Der Bezug zur franziskanischen Spiritualtität bleibt für Paul Stollhof bis heute das Unterscheidungsmerkmal zu staatlichen Schulen. Dazu gehören die Beziehung des Menschen zu Gott, der Dialog als Unterrichtsund
Gestaltungsprinzip und der Bezug zur Schöpfung. „Zuhören ist die wichtigste Aufgabe des Lehrers.“Den Schüler mit seinen Fragen, seiner Situation und seinen Interessen gelte es Ernst zu nehmen.

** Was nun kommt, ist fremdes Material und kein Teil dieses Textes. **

PR #450, opened 2023-09-08
ENG-12558: add AuthType to the repo conf auth payload

ricardorey10:
## Description of the change

The `conf/auth` payload got a new field, `AuthType`, so this PR adds it so that it is configurable via TF.

## Type of change

### Development

- [ ] Lint rules pass locally

### Code review

### Testing

Tested in a k8s deployment + unit tests


cyral/resource_cyral_repository_conf_auth.go
```diff
@@ -204,6 +210,13 @@ func repositoryConfAuthResourceSchemaV0() *schema.Resource {
 				Optional:    true,
 				Default:     defaultRepoTLS,
 			},
+			"auth_type": {
+				Description: "Authentication type for this repository. 0 for Opaque Token, " +
+					"1 for AWS IAM. Defaults to 0",
+				Type:     schema.TypeInt,
+				Optional: true,
+				Default:  defaultAuthType,
+			},
```
VictorGFM, line 219: Lets also add a `ValidateFunc` here to ensure that the enum validation is also done in the terraform provider. I understand that the API already validates that, but doing that directly in the terraform provider enhances the UX by validating during terraform plan instead of during execution, and also gives us flexibility to provide better error messages to users. Adding these kinds of validations in the provider is something that we opted to do in favor of a better UX for customers.
```suggestion
			"auth_type": {
				Description: "Authentication type for this repository. 0 for Opaque Token, " +
					"1 for AWS IAM. Defaults to 0",
				Type:     schema.TypeInt,
				Optional: true,
				Default:  defaultAuthType,
				ValidateFunc: validation.StringInSlice(repoAuthTypes(), false),
			},
```

cyral/resource_cyral_repository_conf_auth.go
```diff
@@ -204,6 +210,13 @@ func repositoryConfAuthResourceSchemaV0() *schema.Resource {
 				Optional:    true,
 				Default:     defaultRepoTLS,
 			},
+			"auth_type": {
+				Description: "Authentication type for this repository. 0 for Opaque Token, " +
+					"1 for AWS IAM. Defaults to 0",
+				Type:     schema.TypeInt,
```
VictorGFM, line 216: For enum fields, we usually define them as `schema.TypeString`. I believe this makes the valid values more explicit and self-explanatory in some sense. We could do the same here and also use the `supportedTypesMarkdown` function in the field description to explicitly list the valid values for this field.

docs/index.md
```diff
@@ -80,12 +80,9 @@ the old one.
...
 
-### Required
-
-- `control_plane` (String) Control plane host and API port (ex: `tenant.app.cyral.com`)
-
 ### Optional
 
 - `client_id` (String, Sensitive) Client id used to authenticate against the control plane. Can be ommited and declared using the environment variable `CYRAL_TF_CLIENT_ID`.
 - `client_secret` (String, Sensitive) Client secret used to authenticate against the control plane. Can be ommited and declared using the environment variable `CYRAL_TF_CLIENT_SECRET`.
+- `control_plane` (String) Control plane host and API port (ex: `tenant.app.cyral.com`)
```
VictorGFM, line 87: I believe this change was auto-generated, which is weird because it is incorrect. The `control_plane` is actually defined as a `required` field in the provider schema, in the `provider.go` file. My guess is that this could be happening due to the `DefaultFunc` used for this field in order for it to work with env vars as well, but Im not sure. Is also strange the fact that this doesn't seem to happen when running the tfplugindocs using docker.

docs/data-sources/datalabel.md
```diff
@@ -1,6 +1,6 @@
 ---
 # generated by https://github.com/hashicorp/terraform-plugin-docs
-page_title: "cyral_datalabel Data Source - cyral"
+page_title: "cyral_datalabel Data Source - terraform-provider-cyral"
```
VictorGFM, line 3: Could you please also update the docker-compose.yaml file to use terraform-provider-cyral as the root for the project, something like:
```docker
  app:
    image: golang:1.19
    container_name: terraform_provider_cyral
    volumes:
      - .:/go/src/terraform-provider-cyral
    working_dir: /go/src/terraform-provider-cyral
```
This will make sure that no unnecessary diffs are generated in the future, regardless if one is running `tfplugindocs` from docker or locally.

VictorGFM (commented):
Thanks for working on these changes @ricardorey10, I have a few comments for your consideration below.

docs/index.md
VictorGFM: I actually tried to run `tfplugindocs generate` locally (`0.16.0`) and it actually generated the index.md correctly (with the `control_plane` as a required field), so Im not exactly sure what caused this change here.

VictorGFM (approved):
Changes look good, thanks @ricardorey10!

ricardorey10:
@VictorGFM thanks for the approval! Can you merge it, please? I don't have merge privileges for this repo :stuck_out_tongue:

Das schlägt sich in der Pädagogik nieder. In dem von ihm gegründeten Gymnasium in Mutlangen und der Realschule in Bad Mergentheim gibt es in den Klassen fünf und sechs keine Noten. „Eine Note als Bewertungszahl wird dem Kind nicht gerecht“, sagt Paul Stollhof. In den Klassen drei und vier und ab Klasse acht beugen sich aber auch diese Schulen wieder der allgemeinen Noten-Realität. Nach Geschlechtern getrennte Klassen führte er in Mutlangen und in Bad Mergentheim ein. „Jungen und Mädchen brauchen einfach ganz unterschiedliche pädagogische Ansätze“.
„Ich war Zeit mein ganzes Leben ein Lernender“, sagt der Bald-Ruheständler über sich selbst. Paul Stollhof stammt aus Börrstadt in der Pfalz, studierte Theologie und wollte zunächst Priester werden. Dank guter geistlicher Begleiter fand er seine Berufung aber als „Laie und Christ“. Über das Institut für Soziale Berufe in Ravensburg kam der Theologe als Aushilfslehrer ans Aufbaugymnasium nach Sießen. 1999 kehrte der Quereinsteiger nach einer zehnjährigen Tätigkeit als Schulleiter in Koblenz als Geschäftsführer des Schulverbunds
nach Bad Saulgau zurück.
Doch mit dem Ruhestand kommen neue Pläne. Vieles hat sich in den vergangenen Jahren geändert. Seine Frau Ulla ist vor zwei Jahren gestorben, die Söhne Johannes, Andreas und Jakob sind aus dem Haus. Als gewählter Vorsitzender des Kirchengemeinderats und als Kirchengemeinderat trat er enttäuscht zurück. Er leidet unter dem gegenwärtigen Bild der Kirche.
„Ich fühle mich zum ersten Mal im Leben in der Kirche nicht mehr zu Hause. Aber ich werde an ihr festhalten, weil ich ihr viel verdanke.“Er glaube, dass er Menschen durch theologische Bildung etwas geben kann, „um Kirche von unten zu bauen“.